Raya ignored it and turned to Oscar, ‘Stay, Oscar. Help me figure this out.’
Oscar hopped on the now unused bed and curled in a circle. ‘OK.’
Raya talked it through with Oscar. She realised she did want to stay in Istanbul.
‘I don’t know, Raya. It’s different for me to stay here. I am a cat – I mean, you’ll live a lot longer. Won’t you miss all that stuff back home that you humans do so much, like watching telly?’
‘What’s “telly”?’ the bottlebrush jinn asked.
‘It’s kind of like a box with lots of moving pictures.’
‘Don’t’ talk to it – you know what they’re like. OK, what about, the Internet, your mobile? Your friends?’ Oscar said.
The jinn asked about the first two, and when Raya thought about it, they were more boxes with
buttons and pictures. And as far as friends, really the only ones she cared about she’d only known a few weeks – the gang at the Cosmic, and Angie and Jake. The longer this lopsided conversation continued the more she found herself agreeing with Bottlebrush. Oscar must have sensed it, or had had enough because he leapt onto the windowsill and jumped out as soon as Raya opened the shutters for him.
She felt another release when Oscar left. She let herself feel it – this very weird and difficult decision. She wanted to stay here in Istanbul, even more than she had wanted to stay at the Cosmic. This felt like home. Now, how to tell Bryony?
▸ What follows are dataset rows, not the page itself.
PR #2837, opened 2023-10-23
[PM-3273][PM-4679] New owner/admin permission on login

andrebispo5:
## Type of change
- [ ] Bug fix
- [X] New feature development
- [ ] Other

## Objective

When a user has it's privileges elevated to owner/admin, the user has to set a password.

## Code changes

Set `ForcePasswordResetReason` on login, check and launch a modal to set a password if needed on landing page. The user will be always prompted for a password set until the user has set it. 
Since we can't get the decryption option until the next login, we have to set the `HasMasterPassword` property manually in state for the current session.

## Screenshots

https://github.com/bitwarden/mobile/assets/4648522/3bd4b352-0879-4373-8da1-533d057a99e6

## Before you submit


fedemkr (changes requested):

fedemkr:
❓ What happens if a user taps "Cancel" on the modal for setting a password? Does it re-appear?

src/Core/Services/StateService.cs
```diff
@@ -1363,6 +1363,15 @@ public void SetConfigs(ConfigResponse value)
...
 
+        public async Task SetUserHasMasterPasswordAsync(bool value, string userId = null)
+        {
+            var reconciledOptions = ReconcileOptions(new StorageOptions { UserId = userId },
+                await GetDefaultStorageOptionsAsync());
+            var account = await GetAccountAsync(reconciledOptions);
+            account.Profile.UserDecryptionOptions.HasMasterPassword = value;
+            await SaveAccountAsync(account, reconciledOptions);
+        }
+
```
fedemkr, line 1374: 🤔 Can this leave the app in a state where `HasMasterPassword` is `true` but for some error/cancellation of a user, this is not cleaned to `false` again? I know this is a workaround but I'm not sure if we'd better use a specific temporary property for this instead of `HasMasterPassword` that is used in other places. What do you think @mpbw2 ?

src/App/App.xaml.cs
```diff
@@ -171,6 +171,14 @@ public App(AppOptions appOptions)
...
                         });
                     }
+                    else if (message.Command == Constants.ForceSetPassword)
+                    {
+                        Device.BeginInvokeOnMainThread(async () =>
+                        {
+                            await Application.Current.MainPage.Navigation.PushModalAsync(
+                                new NavigationPage(new SetPasswordPage(orgIdentifier: (string)message.Data)));
+                        });
+                    }
```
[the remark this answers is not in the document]
andrebispo5: With Device.InvokeOnMainThreadAsync(...) throwing an exception will leave the user on vault. It's a good exception scenario.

‘Why tell her?’ the jinn suggested. ‘She’ll find out soon enough. You’ve only got seven more days, right?’
Raya gasped. ‘How do you know that?’
‘Jinn know LOTS of things – we’re the beings made of fire, remember?’
She started to ask him what that had to do with it, but thought better of it. Talking to jinn was like arguing with a spring made of jelly. She didn’t know how Bryony did it.
She fell into a dark, dreamless sleep.
* * *
The next day, their eighth in Istanbul, was normal, if you can call practising transporting at the han, then to the Grand Bazaar, doing some coffee cup readings, stopping at the baths then transporting home, all the while brushing that nosey jinn off her shoulders ‘normal’. The only different thing was her avoiding Bryony. She thought she should tell Bryony her decision to stay – the stand-up thing to do, but she couldn’t face it.
‘Who cares? Stand up. Sit down, do the hokey-cokey and turn yourself around.’ The jinn’s voice dissolved into a snorting laugh. She was glad he found himself so entertaining, maybe he’d give her a break.
Shortly after she transported back home, Abbas knocked on her door and asked if he could have a minute.
‘Here, Rachel, we want you to have this,’ he said offering a little wooden box with one of those blue glass eyes they called nazarlik on the lid. These good luck charms were everywhere, on all the houses, shops, sewn onto clothes. There were so many, you stopped noticing them.